Case Report

An octogenarian male patient was transferred to the emergency department from a district hospital due to a self-inflicted penile injury he sustained two days prior. He had a history of benign prostatic hyperplasia and experienced acute urinary retention. Enduring severe pain and discomfort, he attempted to alleviate his symptoms by cutting his penis with a blade. He was found in a severely bleeding state and was brought to a nearby hospital where he received blood transfusion and wound dressing before being referred to our facility for further care. The patient also had a medical history of COPD, hypertension, ischemic heart disease, and benign prostatic hyperplasia, with no reported psychiatric illness. Upon admission, he was conscious and co-operative, with pulse rate of 96 per minute and blood pressure 110/70 mm Hg. Examination revealed a significant cut injury to the penile shaft, with both erectile tissues divided, and a catheter inserted through the injured urethra. Bleeding was observed from the proximal part of the penis, while the distal part showed signs of gangrene. After careful assessment and considering the patient’s age and the extent of tissue damage, a decision was made to perform a partial amputation of the penis under spinal anesthesia. The patient underwent the procedure successfully (Fig. 1), with subsequent uneventful recovery and discharge on the tenth day post-surgery, with a catheter in place. A pre-discharge psychiatric review was conducted, during which the psychiatrist counselled the patient but did not prescribe any medications. Follow-up care was recommended at the urology outpatient department for on-going management of benign prostatic hyperplasia. The patient is currently on Alpha 1 blocker.

Fig. 1
figure 1

A, B, C Mutilated penis—dorsal, ventral, and lateral views respectively showing near total transection of corpora cavernosa and complete transection of urethra

Discussion

Self-inflicted injuries to the penis, a unique urological emergency, are categorized as phallicide for cases involving suicidal intent and “Klingsor syndrome” for those without suicidal intentions. [1] These conditions often affect young male individuals suffering from schizophrenia, transvestism, or religious and cultural conflicts. [2] The first recorded case dates back to Strock in 1901 [3].
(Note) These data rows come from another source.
PR #2021, opened 2016-07-25
Config cleanup

invisiblek:
## Description

Kill credentials.json with fire
Match up our command line options with config.ini options
Switch to ConfigArgParser to make the task of overriding
  config.ini options via command line parameters easier
This provides a much easier long-term method of maintaining
  config/argument options

## Motivation and Context

Because I'm tired of this mess

## Types of changes

## Checklist:


invisiblek:
ok, this should be ready for review now (what a mess)

AndyBean:
Is there any wiki or readme updates necessary to accompany this change in config location?

Ashex1:
This greatly improved upon the previous implementation. I had hoped #1579 would get merged in so we wouldn't have to deal with the extra flags but that seems necessary for now. 

When I've got some free time I'll see about automating the parsing of arguments/config so we don't have to add a line for each one.

pogom/utils.py
```diff
@@ -33,90 +30,56 @@ def verify_config_file_exists(filename):
...
-    parser.add_argument('-nk', '--no-pokestops', help='Disables PokeStops from the map (including parsing them into local db)', action='store_true', default=False)
+    parser.add_argument('-t', '--num_threads', help='Number of search threads', type=int, default=DEFAULT_THREADS)
+    parser.add_argument('-np', '--no_pokemon', help='Disables Pokemon from the map (including parsing them into local db)', action='store_true', default=False)
+    parser.add_argument('-ng', '--no_gyms', help='Disables Gyms from the map (including parsing them into local db)', action='store_true', default=False)
+    parser.add_argument('-nk', '--no_pokestops', help='Disables PokeStops from the map (including parsing them into local db)', action='store_true', default=False)
+    parser.add_argument('--db_type', help='Type of database to be used (default: sqlite)', default='sqlite')
+    parser.add_argument('--db_name', help='Name of the database to be used')
+    parser.add_argument('--db_user', help='Username for the database')
+    parser.add_argument('--db_pass', help='Password for the database')
+    parser.add_argument('--db_host', help='IP or hostname for the database')
```
andrewda: dashes are a CLI convention. underscores are typically not used in CLI arguments

andrewda:
:-1: until dashes are added back instead of underscores in the CLI

invisiblek:
i went with underscores so they match config.ini options

Ashex:
We should definitely stay with dashes, if you're trying to keep it consistent for programmatic parsing then just add `dest` to `add_argument` with the desired name.

invisiblek:
Then we have to go with dashes in config.ini as well. (I'm fine with that)

This is how ConfigArgParser works, they need to match.

DerScreever:
maybe add the thread flag.
but nice work. testing this later and merge this after test.
:+1:

JZ6:
+1 good work

clbuttic:
Connection string, to allow any supported pewee DB:

```
diff --git a/pogom/models.py b/pogom/models.py
index a85d8f5..2f14cb8 100755
--- a/pogom/models.py
+++ b/pogom/models.py
@@ -6,6 +6,7 @@ import os
 from peewee import Model, MySQLDatabase, SqliteDatabase, InsertQuery, IntegerField,\
                    CharField, DoubleField, BooleanField, DateTimeField,\
                    OperationalError
+from playhouse.db_url import connect
 from datetime import datetime
 from datetime import timedelta
 from base64 import b64encode
@@ -27,6 +28,10 @@ def init_database():
     if db is not None:
         return db
 
+    if args.db_connection_string:
+        db = connect(args.db_connection_string)
+        return db
+
     print args.db_type
     if args.db_type == 'mysql':
         db = MySQLDatabase(
diff --git a/pogom/utils.py b/pogom/utils.py
index 643ea9b..bd58956 100755
--- a/pogom/utils.py
+++ b/pogom/utils.py
@@ -109,6 +109,8 @@ def get_args():
     parser.add_argument('-dn', '--db-name', help='MySQL DB name. Overrides value in config.ini', default=False)
     parser.add_argument('-du', '--db-user', help='MySQL DB user name. Overrides value in config.ini', default=False)
     parser.add_argument('-dp', '--db-pass', help='MySQL DB password. Overrides value in config.ini', default=False)
+    parser.add_argument('-ds', '--db-connection-string', help='Peewee DB Connection String (http://docs.peewee-orm.com/en/latest/peewee/playhouse.html#db-url). '
+                        'Overrides all other DB settings.', default=False)
     
     parser.set_defaults(DEBUG=False)
     args = parser.parse_args()

```

I haven't tested it, other than the override for any of the DB settings.

Chlodochar:
Yes, this is very much appreciated. Unifying config file and commandline makes a lot of sense. Tested, old configuration resulted in crash, with the following line:
```
runserver.py: error: Unexpected line 5 in config/config.ini: Username:
```
I think it'll  trigger people to look at the example file again. After removal, all is working well. The code looks good as well.

I do would like to bring up an earlier wish: use database urls(!) instead of separate parameters.

```
sqlite:///myfile.db
mysql://user:password@server/database
postgres://user:password@server/database
```
It makes sense. It is a standard. Heroku uses this as well when you use the MySQL or Postgres addon. Maybe not in scope of this PR.

invisiblek:
yea, adding that sort of option should be handled in a separate commit imo

invisiblek:
/me braces for impact at https://github.com/AHAAAAAAA/PokemonGo-Map/issues

Chlodochar:
Indeed ;)

chuyskywalker:
Neat, does this work with the `-c` option? Can you we finally have multiple instances from one install?

invisiblek:
`    parser.add_argument('-c', '--china', help='Coordinates transformer for China', action='store_true')
`

willgrnr:
Seem to be getting an unknown argument error for `-se`

invisiblek:
@willgrnr its no longer an option. config.ini is parsed no matter what now, with command line options overriding them

willgrnr:
@invisiblek ah ok. I'm assuming uncomment the lines I want to use in config.ini? Either way (commented or uncommented) runserver.py is requiring `-k` and throwing an error.

hemsleyk:
Finally easy external SQL with docker. Thanks! Going to let this shake out for a while before implementing though.

Rikilsta:
TS NOT WORKING WHY??? IT WAS WORKING BEFORE 
runserver.py: errors : arguement -k--gmaps-key is required
I ENTERED MY GMAPS API KEY AND ITS STILL GIVING ME THIS ERROR WHY??? I PUT THE QUOTES LIKE THE GUIDE SAYS AND I EVEN PUT A CREDENTIALS.JSON TO SEE IF IT WORKS.
#GMAPS KEY "xxxxxxxxxxxxxxxxx"

invisiblek:
WHY ARE WE YELLING

Chlodochar:
This'll be a fun thread. *Grabs popcorn*

efiku:
Awesome work @invisiblek !

Ashex:
@efiku I'm pretty sure that issue is unrelated to this PR (the changes to the setup scripts are for the config file). You can submit a PR to resolve that or file an issue so someone can do so :)

efiku:
@Ashex I will submit but actually I don't have my laptop.  :(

The classic “Klingsor syndrome” is associated with self-mutilation of the genitalia driven by religious delusions. [1, 2] It draws its name from “Klingsor,” a fictional character in Wagner’s opera. [2] This concept expanded to encompass various factors, including the absence of a positive male role model during early development, overly controlling mothers fostering masochistic tendencies, pathological feminine traits in male children, rejection of body image, unresolved sexual conflicts, and feelings of anxiety, guilt, and the need for atonement. [4]

Similar patterns have been observed in patients with penile carcinoma, following surgery such as transurethral resection of posterior urethral valves in children, TURP in males and as a consequence of trauma. [5] The time elapsed from the incident to surgical intervention significantly influences the treatment approach. The preferred method involves microvascular replantation aimed at restoring a fully functional, erect penis without tissue loss. [6] However, non-microsurgical techniques have also shown favorable postoperative outcomes. Additional factors for successful outcome include viability of the amputated tissue, the condition of the recipient site, and the state of the remaining penile stump at the time of presentation. [6] Limited Indian literature on this subject (Table 1) highlights the uniqueness of our case, which is the first reported instance involving a patient with benign prostatic hyperplasia.